▸ Action item
Below are records; output exactly the lines from the one with "## Type of changes" through their final line.

▸ Available data
PR #422, opened 2024-08-03
3k-HT mapping file

klevdiamanti:
# Title: Add 3k-HT mapping file
**Problem:** The new feature to bridge 3k-HT will require a dataset indicating the mapping of assays between the two platforms.

**Solution:** We have created the file internally and it is added to the feature branch.

**Key Features:**

* Allows mapping of assays between E3072 and EHT

## Checklist
- [ ] Add or update unit tests (if applicable)

## Type of changes

- [ ] Documentation Update 
- [ ] Other (explain)

## Further comments
None


klevdiamanti:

▸ Output below
## Type of changes

- [ ] Documentation Update 
- [ ] Other (explain)

## Further comments
None


klevdiamanti:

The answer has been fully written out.